▶ WORK REQUEST: The answer must be every line of the records below that contains the word "take".

(Dataset entries)
* * *

Issue #1203, opened 2022-11-10
AVIF color grid without alpha grid looses alpha when decoded


y-guyon:
This is an image encoded with `avifenc --grid 1x2` (at cd03eef10a7cc6081ee98e3911e21d977a2bf17b using `ext/aom`):

![colorgrid_alphagrid avif](https://user-images.githubusercontent.com/51164219/201102557-104c8b31-5f51-48aa-8016-584b058cd5af.jpg)
(extension is .jpg but it is an actual AVIF file)

The pattern is the following:

```
[primary item grid]
   ^       ^     ^
   |dimg   |dimg |
   |       |     |auxl
[color] [color]  |
                 |
   [alpha aux grid]
      ^       ^
      |dimg   |dimg
      |       |
   [alpha] [alpha]
```

Here is the same image manually edited to match the following pattern:

![colorgrid_alpha_alpha avif](https://user-images.githubusercontent.com/51164219/201103527-92f8fc57-16b4-411f-9df2-d4934474fc27.jpg)

```
[primary item grid]
   ^       ^
   |dimg   |dimg
   |       |
[color] [color]
   ^       ^
   |auxl   |auxl
   |       |
[alpha] [alpha]
```

I did not find anything in ISOBMFF, HEIF and MIAF specifications regarding the invalidity of this pattern. [Compliance Warden](https://gpac.github.io/ComplianceWarden-wasm/avif.html) does not report more errors than for the image generated only with `avifenc` (even fewer errors actually because there is one less grid to complain about `construction_method=-1 on a derived image item`).

`avifdec` (at cd03eef10a7cc6081ee98e3911e21d977a2bf17b using `ext/aom`) leads to the wrongly opaque following PNG:

![colorgrid_alpha_alpha_libavif](https://user-images.githubusercontent.com/51164219/201104722-5379fa5c-ba81-419c-be14-1de368d50561.png)

There is the same issue with libheif: https://github.com/strukturag/libheif/issues/708

y-guyon:
[WD of ISO/IEC 23008-12 4th edition Image file format](https://www.mpeg.org/wp-content/uploads/mpeg_meetings/154_SantaEularia/w26186.zip) says:

> **6.3 Derivation of an output image of an image item**
>
> Auxiliary image item associations are **not** carried over from the input image items to the derived image item.
>
[...]

PR #1396, opened 2023-05-16
Allow alpha to be specified as an auxl of color tiles

vigneshvg:
Allows images of the following form to be decoded as images with alpha channel (since the spec does not disallow these):

```
[primary item grid]
   ^       ^
   |dimg   |dimg
   |       |
[color] [color]
   ^       ^
   |auxl   |auxl
   |       |
[alpha] [alpha]
```

Fixes Issue #1203.

I have tested this commit with the image attached in issue #1203 and it decodes as intended with the alpha plane.

### DIFF
--- a/src/read.c
+++ b/src/read.c
@@ -3569,40 +3569,111 @@ static avifResult avifDecoderCreateCodecs(avifDecoder * decoder)
     return AVIF_RESULT_OK;
 }
 
-// If alpha is AVIF_FALSE, searches for the primary color item (parentItemID is ignored in this case).
-// If alpha is AVIF_TRUE, searches for the auxiliary alpha item whose parent item ID is parentItemID.
-// Returns the target item if found, or NULL.
-static avifDecoderItem * avifDecoderDataFindItem(avifDecoderData * data, avifBool alpha, uint32_t parentItemID)
+// Returns AVIF_TRUE if the item should be skipped. Items should be skipped for one of the following reasons:
+//  * Size is 0.
+//  * Has an essential property that isn't supported by libavif.
+//  * Item is Exif or similar data.
+//  * Item is a thumbnail.
+static avifBool avifDecoderDataShouldSkipItem(avifDecoderItem * item)
+{
+    return !item->size || item->hasUnsupportedEssentialProperty ||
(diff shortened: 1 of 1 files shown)


src/read.c
```diff
@@ -3569,40 +3569,113 @@ static avifResult avifDecoderCreateCodecs(avifDecoder * decoder)
...
+                }
+            }
+        }
+        if (alphaItemCount != colorItemCount) {
+            // Not all the color items had an alpha auxiliary attached to it. Report this case as an image without alpha channel.
+            avifFree(alphaItemIndices);
+            *alphaItem = NULL;
+            return AVIF_RESULT_OK;
+        }
+        *alphaItem = avifMetaFindItem(colorItem->meta, maxItemID + 1);
```
y-guyon, line 3661: `maxItemID+1` can be replaced with `colorItem->meta->items.count`

y-guyon (approved):
Thanks for the fix.

src/read.c
vigneshvg: From what i understand, item IDs need not be consecutive (in the sample file that you made, the item ids are 1,2,3,5,6).

So i am iterating through all the items in the file and picking the largest ID and adding 1 to it to make an ID for this fake item.

src/read.c
```diff
@@ -3569,40 +3569,113 @@ static avifResult avifDecoderCreateCodecs(avifDecoder * decoder)
...
         }
-        if (alpha && (item->auxForID == parentItemID)) {
-            // Is this an alpha auxiliary item of the parent color item?
-            const avifProperty * auxCProp = avifPropertyArrayFind(&item->properties, "auxC");
-            if (auxCProp && isAlphaURN(auxCProp->u.auxC.auxType)) {
-                return item;
+        uint32_t * alphaItemIndices = avifAlloc(colorItemCount * sizeof(uint32_t));
+        if (alphaItemIndices == NULL) {
+            return AVIF_RESULT_OUT_OF_MEMORY;
+        }
```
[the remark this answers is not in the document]

wantehchang (commented):
Vignesh: LGTM. Thanks for the fix. I am wondering if we can add a test the image attached in issue #1203.

I also posted some comments in a copy of this pull request at https://aomedia-review.googlesource.com/c/libavif/+/175421.

Issue #841, opened 2022-02-09
Synchronize the placement of AV1 key frames when encoding an animated AVIF file with alpha


wantehchang:
We discovered this issue while investigating [Chrome bug 1274200](https://crbug.com/1274200). When encoding an animated AVIF file with alpha, the libavif encoder creates two AV1 encoders to encode the color planes and the alpha plane separately. This issue stems from the fact that by default, we let these two AV1 encoders pick their own key frames. So it is possible that for a particular frame, the color planes are encoded as an AV1 key frame but the alpha plane is not.

If `avifDecoderIsKeyframe()` only checks the `sync` flag of the color planes (which is the case before commit https://github.com/AOMediaCodec/libavif/commit/91bc33a6bd761f70013d7f0f041262626e1d5cad), then we may seek to a frame in which the color planes are an AV1 key frame but the alpha plane isn't an AV1 key frame, which will cause an alpha plane decode failure.

The following is the solution outlined by Joe Drago:

We can avoid this problem by detecting when we have just encoded a color frame that happens to be a key frame,
 and forcing all other tiles/planes for that specific frame to also be a key frame. There's a point where we walk all tiles in src/write.c and encode all of them. The fix would simply be to check if the first tile we encoded is a key frame,
 and if so, force it on all other tiles for this frame
 using the flag `AVIF_ADD_IMAGE_FLAG_FORCE_KEYFRAME`.

TroyKomodo:
👍 Thank you <3

vigneshvg:
This issue is now fixed when using libaom.

rav1e and SVT-AV1 do not support disabled lagged encoding, so they may not sync the keyframes between the color and the alpha planes.

PR #1399, opened 2023-05-17
Use global configs for keyframe interval

vigneshvg:
Instead of computing the required keyframe interval in libavif code and passing the "force keyframe" flag on individual frames, use each encoder's global configuration parameter to set the maximum keyframe interval.

For libaom: `kf_max_dist`.
For rav1e: `key_frame_interval`.
For svt-av1: `intra_period_length` and `force_key_frames`.

Here's the output obtained from various encoders for encoding an animated file with 10 frames with different values for --keyframe. Each line is read as follows:
--keyframe value: list of key frames before => list of keyframes after.

aom:
 --keyframe 0: same before and after.
 --keyframe 1: same before and after.
 --keyframe 2: 1,2,3,4,5,6,7,8,9,10 => 1,3,5,7,9 (the old behavior was not incorrect, but new one is exact).
 --keyframe 5: 1,2,6,7 =>1,6 (the old behavior was not incorrect, but new one is exact).

rav1e:
  * no changes. same output before and after.

svt-av1:
 --keyframe 0: same before and after.
 --keyframe 1: 1 => 1,2,3,4,5,6,7,8,9,10 (old behavior was incorrect).
 --keyframe 2: 1 => 1,3,5,7,9 (old behavior was incorrect).
 --keyframe 5: 1 => 1,6 (old behavior was incorrect).

To sum up:
 * svt-av1 was not producing the intended output with --keyframe before this change.
 * libaom had some weirdness in keyframe spacing when using the force keyframe flag on each frame and that weirdness goes away when using the kf_maxdist configuration (see: https://bugs.chromium.org/p/aomedia/issues/detail?id=3445).

The `AVIF_ADD_IMAGE_FLAG_FORCE_KEYFRAME` flag is retained in the codebase since there are some follow-up changes that will make use of the flag to synchronize keyframe placement between the color and alpha plane encoders (Issue #841).

### DIFF
--- a/apps/avifenc.c
+++ b/apps/avifenc.c
@@ -111,7 +111,7 @@ static void syntax(void)
     printf("    --duration D                      : Set all following frame durations (in timescales) to D; default 1. Can be set multiple times (before supplying each filename)\n");
     printf("    --timescale,--fps V               : Set the timescale to V. If all frames are 1 timescale in length, this is equivalent to frames per second (Default: 30)\n");
     printf("                                        If neither duration nor timescale are set, avifenc will attempt to use the framerate stored in a y4m header, if present.\n");
-    printf("    -k,--keyframe INTERVAL            : Set the forced keyframe interval (maximum frames between keyframes). Set to 0 to disable (default).\n");
+    printf("    -k,--keyframe INTERVAL            : Set the keyframe interval (Aany set of INTERVAL consecutive frames will have at least one keyframe). Set to 0 to disable (default).\n");
     printf("    --ignore-exif                     : If the input file contains embedded Exif metadata, ignore it (no-op if absent)\n");
     printf("    --ignore-xmp                      : If the input file contains embedded XMP metadata, ignore it (no-op if absent)\n");
     printf("    --ignore-icc                      : If the input file contains an embedded ICC profile, ignore it (no-op if absent)\n");
--- a/include/avif/avif.h
+++ b/include/avif/avif.h
@@ -1138,7 +1138,8 @@ typedef struct avifEncoder
     // settings (see Notes above)
     int maxThreads;
     int speed;
-    int keyframeInterval;     // How many frames between automatic forced keyframes; 0 to disable (default).
+    int keyframeInterval;     // Any set of |keyframeInterval| consecutive frames will have at least one keyframe. When it is 0,
+                              // there is no such restriction.
     uint64_t timescale;       // timescale of the media (Hz)
     int repetitionCount;      // Number of times the image sequence should be repeated. This can also be set to
                               // AVIF_REPETITION_COUNT_INFINITE for infinite repetitions.  Only applicable for image sequences.
--- a/src/codec_rav1e.c
+++ b/src/codec_rav1e.c
@@ -172,6 +172,12 @@ static avifResult rav1eCodecEncodeImage(avifCodec * codec,
                 goto cleanup;
             }
         }
+        if (encoder->keyframeInterval > 0) {
+            // "key_frame_interval" is the maximum interval between two keyframes.
+            if (rav1e_config_parse_int(rav1eConfig, "key_frame_interval", encoder->keyframeInterval) == -1) {
+                goto cleanup;
+            }
+        }
 
         rav1e_config_set_color_description(rav1eConfig,
                                            (RaMatrixCoefficients)image->matrixCoefficients,
--- a/src/codec_svt.c
+++ b/src/codec_svt.c
@@ -161,6 +161,18 @@ static avifResult svtCodecEncodeImage(avifCodec * codec,
             svt_config->profile = HIGH_PROFILE;
         }
 
+        // In order for SVT-AV1 to force keyframes by setting pic_type to
+        // EB_AV1_KEY_PICTURE on any frame, force_key_frames has to be set.
+        svt_config->force_key_frames = TRUE;
+
+        // keyframeInterval == 1 case is handled when encoding each frame by
+        // setting pic_type to EB_AV1_KEY_PICTURE. For keyframeInterval > 1,
+        // set the intra_period_length. Eventhough setting intra_period_length
+        // to 0 should work in this case, it does not.
+        if (encoder->keyframeInterval > 1) {
+            svt_config->intra_period_length = encoder->keyframeInterval - 1;
+        }
+
         res = svt_av1_enc_set_parameter(codec->internal->svt_encoder, svt_config);
         if (res == EB_ErrorBadParameter) {
             goto cleanup;
@@ -199,7 +211,7 @@ static avifResult svtCodecEncodeImage(avifCodec * codec,
     input_buffer->pts = 0;
 
     EbAv1PictureType frame_type = EB_AV1_INVALID_PICTURE;
-    if (addImageFlags & AVIF_ADD_IMAGE_FLAG_FORCE_KEYFRAME) {
+    if ((addImageFlags & AVIF_ADD_IMAGE_FLAG_FORCE_KEYFRAME) || (encoder->keyframeInterval == 1)) {
         frame_type = EB_AV1_KEY_PICTURE;
     }
     input_buffer->pic_type = frame_type;
--- a/CHANGELOG.md
+++ b/CHANGELOG.md
@@ -17,6 +17,10 @@ List of incompatible ABI changes in this release:
 * Check the return value of avifEncoderSetCodecSpecificOption().
 * The maxThreads member was added to the avifRGBImage struct.
 * Check the return value of avifRGBImageAllocatePixels().
+* The meaning of the keyframeInterval member of avifEncoder struct has changed
+  slightly. When set to a value of "n",
+    * Before: It forces a keyframe on every nth frame.
+    * After: Any set of "n" consecutive frame will have atleast one keyframe (every nth frame may or may not be a keyframe).
 
 ### Added
 * Add STATIC library target avif_internal to allow tests to access functions
--- a/src/codec_aom.c
+++ b/src/codec_aom.c
@@ -705,6 +705,10 @@ static avifResult aomCodecEncodeImage(avifCodec * codec,
             cfg->kf_mode = AOM_KF_DISABLED;
             // Tell libaom that all frames will be key frames.
             cfg->kf_max_dist = 0;
+        } else {
+            if (encoder->keyframeInterval > 0) {
+                cfg->kf_max_dist = encoder->keyframeInterval;
+            }
         }
         if (encoder->extraLayerCount > 0) {
             cfg->g_limit = encoder->extraLayerCount + 1;
--- a/src/write.c
+++ b/src/write.c
@@ -1209,10 +1209,6 @@ static avifResult avifEncoderAddImageInternal(avifEncoder * encoder,
     // -----------------------------------------------------------------------
     // Encode AV1 OBUs
 
-    if (encoder->keyframeInterval && ((encoder->data->frames.count % encoder->keyframeInterval) == 0)) {
-        addImageFlags |= AVIF_ADD_IMAGE_FLAG_FORCE_KEYFRAME;
-    }
-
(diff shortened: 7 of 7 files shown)


wantehchang:
Vignesh: Thank you for the pull request. I will take a look tomorrow.

src/codec_rav1e.c
```diff
@@ -172,6 +172,11 @@ static avifResult rav1eCodecEncodeImage(avifCodec * codec,
                 goto cleanup;
             }
         }
+        if (encoder->keyframeInterval > 0) {
+            if (rav1e_config_parse_int(rav1eConfig, "key_frame_interval", encoder->keyframeInterval) == -1) {
```
wantehchang, line 176: Nit: add a comment to document that "key_frame_interval" is the maximum interval between two keyframes.

src/codec_svt.c
```diff
@@ -161,6 +161,15 @@ static avifResult svtCodecEncodeImage(avifCodec * codec,
             svt_config->profile = HIGH_PROFILE;
         }
 
+        if (encoder->keyframeInterval > 1) {
+            svt_config->intra_period_length = encoder->keyframeInterval - 1;
+        } else if (encoder->keyframeInterval == 1) {
+            // For this case, SV1-AV1 seems to need this flag set in svt_config
```
wantehchang, line 167: Optional: "Seems to" makes this comment sound speculative. It would be good to have an SVT-AV1 team member review this so we can write this comment with a definitive tone.

wantehchang (changes requested):
In addition to the comments below, there are two typos in the commit message.

(1) In the following line:

```
 --keyframe 2: 1,2,3,4,5,6,7,8,9,19 => 1,3,5,7,9 (the old behavior was not incorrect, but new one is exact).
```

"19" seems to be a typo. Did you mean "10"?

(2) Change "kf_maxdist" to "kf_max_dist".

src/codec_rav1e.c
vigneshvg: Done.

src/codec_svt.c
vigneshvg: I have updated the comment to remove the speculation. But like you suggested, we can consult the SVT-AV1 team to make sure this is right.

src/codec_svt.c
```diff
@@ -199,7 +208,7 @@ static avifResult svtCodecEncodeImage(avifCodec * codec,
     input_buffer->pts = 0;
 
     EbAv1PictureType frame_type = EB_AV1_INVALID_PICTURE;
-    if (addImageFlags & AVIF_ADD_IMAGE_FLAG_FORCE_KEYFRAME) {
+    if ((addImageFlags & AVIF_ADD_IMAGE_FLAG_FORCE_KEYFRAME) || (encoder->keyframeInterval == 1)) {
```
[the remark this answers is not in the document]
vigneshvg: Ack.

wantehchang, line 211: @hassount Hassene:

Could you review our changes in this file? We want to set SVT-AV1's equivalent of libaom's `kf_max_dist` to implement the maximum keyframe interval.

We also have a question: the libavif encoder has an `AVIF_ADD_IMAGE_FLAG_FORCE_KEYFRAME` flag to force a given animation frame to be a keyframe. We implemented that by setting `input_buffer->pic_type` to `EB_AV1_KEY_PICTURE` here, but that doesn't work. Do you know why?

hassount: @wantehchang 
I am not sure I understand what we're trying to do with this:
>Could you review our changes in this file? We want to set SVT-AV1's equivalent of libaom's kf_max_dist to implement the maximum keyframe interval.

In general, SVT has only one parameter for the key-frame setting and lines 164-165 seem to be the right way of setting it. that said to set 
`else if (encoder->keyframeInterval == 1) {`
`svt_config->intra_period_length =` should be just set to `0`.

Now as for forcing the key frames, I believe you'd need to set both `force_key_frames` set to 1 (once for the sequence) and `input_buffer->pic_type to EB_AV1_KEY_PICTURE`

vigneshvg: > @wantehchang I am not sure I understand what we're trying to do with this:
> 
> > Could you review our changes in this file? We want to set SVT-AV1's equivalent of libaom's kf_max_dist to implement the maximum keyframe interval.
> 
> In general, SVT has only one parameter for the key-frame setting and lines 164-165 seem to be the right way of setting it. that said to set `else if (encoder->keyframeInterval == 1) {` `svt_config->intra_period_length =` should be just set to `0`.
> 

i tried setting `svt_config->intra_period_length = 0` but it did not work as intended. (i.e.) the expectation is that all the frames will be keyframes in that case. but the output i got was the first frame was keyframes and subsequent frames were not.

any idea what i am missing?

> Now as for forcing the key frames, I believe you'd need to set both `force_key_frames` set to 1 (once for the sequence) and `input_buffer->pic_type to EB_AV1_KEY_PICTURE`

this is what this PR is now doing for the "all frames are key frames case".

include/avif/avif.h
```diff
@@ -1138,7 +1138,7 @@ typedef struct avifEncoder
     // settings (see Notes above)
     int maxThreads;
     int speed;
-    int keyframeInterval;     // How many frames between automatic forced keyframes; 0 to disable (default).
+    int keyframeInterval;     // Maximum interval between two keyframes; 0 to disable (default).
```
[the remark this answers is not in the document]
vigneshvg: Done.

src/codec_svt.c
hassount: @1480c1 did we change the API to remove the +1 for intra_period ?
@vigneshvg can you try svt_config->intra_period_length = 1 instead ?

vigneshvg: > @vigneshvg can you try svt_config->intra_period_length = 1 instead ?

yes, but that just outputs a keyframe every other frame. in this case, we want every frame to be a keyframe.

hassount: this is weird then. either 0 or 1 should work @1480c1 any thoughts on this ?

vigneshvg:
@wantehchang I have updated `codec_svt.c` to set force_key_frames unconditionally and documented why.

i have also updated the documentation in `avif.h` and `avifenc` to clealy define what we mean by "interval" (i.e.) the maximum allowed difference in frame indexes of any two subsequent keyframes.

Please take another look at this PR.

apps/avifenc.c
```diff
@@ -111,7 +111,7 @@ static void syntax(void)
     printf("    --duration D                      : Set all following frame durations (in timescales) to D; default 1. Can be set multiple times (before supplying each filename)\n");
     printf("    --timescale,--fps V               : Set the timescale to V. If all frames are 1 timescale in length, this is equivalent to frames per second (Default: 30)\n");
     printf("                                        If neither duration nor timescale are set, avifenc will attempt to use the framerate stored in a y4m header, if present.\n");
-    printf("    -k,--keyframe INTERVAL            : Set the forced keyframe interval (maximum frames between keyframes). Set to 0 to disable (default).\n");
+    printf("    -k,--keyframe INTERVAL            : Set the maximum keyframe interval (maximum difference between the frame indexes of any two subsequent keyframes). Set to 0 to disable (default).\n");
```
wantehchang, line 114: Nit: "subsequent" doesn't sound right. Maybe "consecutive"?

("consecutive" may imply there are no frames in between, so it is also a little confusing.)

Perhaps we can go back to the previous description for now (you can find it in patchset 3 at https://aomedia-review.googlesource.com/c/libavif/+/175462) and then try to come up with a better description later.

src/codec_svt.c
```diff
@@ -161,6 +161,17 @@ static avifResult svtCodecEncodeImage(avifCodec * codec,
             svt_config->profile = HIGH_PROFILE;
         }
 
+        // In order for SVT-AV1 to force keyframes by setting pic_type to
+        // EB_AV1_KEY_PICTURE on any frame, force_key_frames has to be set.
+        svt_config->force_key_frames = 1;
```
wantehchang, line 166: Nit/optional: 1 => TRUE

Here is the relevant code in SVT-AV1:

```
    /**
     * @brief Signal that force-key-frames is enabled.
     *
     */
    Bool force_key_frames;
```

and

```
typedef uint8_t Bool;
#define FALSE 0
#define TRUE 1
```

src/codec_svt.c
```diff
@@ -161,6 +161,17 @@ static avifResult svtCodecEncodeImage(avifCodec * codec,
...
+
+        // keyframeInterval == 1 case is handled when encoding each frame by
+        // settings pic_type to EB_AV1_KEY_PICTURE. For keyframeInterval > 1,
```
wantehchang, line 169: settings => setting

Note: It would be good to mention that setting intra_period_length to 0 doesn't work, even though it should.

I found the following comment and code in SVT-AV1:

```
            // If the Intra period length is 0, then introduce an intra for every picture
            if (scs->static_config.intra_period_length == 0)
                pcs->cra_flag = TRUE;
```

wantehchang (approved):
LGTM.

apps/avifenc.c
vigneshvg: I updated the wording based on your discussion with @joedrago.

i think the new one looks unambiguous.

src/codec_svt.c
vigneshvg: Done.

src/codec_svt.c
vigneshvg: Done.

vigneshvg:
@wantehchang i am submitting this PR based on your earlier approval. please let me know if you have any further comments and i'll address them in a follow-up.

apps/avifenc.c
```diff
@@ -111,7 +111,7 @@ static void syntax(void)
     printf("    --duration D                      : Set all following frame durations (in timescales) to D; default 1. Can be set multiple times (before supplying each filename)\n");
     printf("    --timescale,--fps V               : Set the timescale to V. If all frames are 1 timescale in length, this is equivalent to frames per second (Default: 30)\n");
     printf("                                        If neither duration nor timescale are set, avifenc will attempt to use the framerate stored in a y4m header, if present.\n");
-    printf("    -k,--keyframe INTERVAL            : Set the forced keyframe interval (maximum frames between keyframes). Set to 0 to disable (default).\n");
+    printf("    -k,--keyframe INTERVAL            : Set the keyframe interval (Aany set of INTERVAL consecutive frames will have at least one keyframe). Set to 0 to disable (default).\n");
```
wantehchang, line 114: 1. Aany => any
2. I think it is fine to have "maximum" before "keyframe interval"

src/codec_svt.c
```diff
@@ -161,6 +161,18 @@ static avifResult svtCodecEncodeImage(avifCodec * codec,
             svt_config->profile = HIGH_PROFILE;
         }
 
+        // In order for SVT-AV1 to force keyframes by setting pic_type to
+        // EB_AV1_KEY_PICTURE on any frame, force_key_frames has to be set.
+        svt_config->force_key_frames = TRUE;
+
+        // keyframeInterval == 1 case is handled when encoding each frame by
+        // setting pic_type to EB_AV1_KEY_PICTURE. For keyframeInterval > 1,
+        // set the intra_period_length. Eventhough setting intra_period_length
```
wantehchang, line 170: Eventhough => Even though

wantehchang (commented):
LGTM.

apps/avifenc.c
wantehchang: Fixed in https://github.com/AOMediaCodec/libavif/pull/1406.

src/codec_svt.c
wantehchang: Fixed in https://github.com/AOMediaCodec/libavif/pull/1406.

src/codec_svt.c
wantehchang: @hassount @1480c1 I filed https://gitlab.com/AOMediaCodec/SVT-AV1/-/issues/2076 about the intra_period_length == 0 issue discussed above.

* * *

▶ PROBLEM SOLUTION:
Vignesh: Thank you for the pull request. I will take a look tomorrow.
Please take another look at this PR.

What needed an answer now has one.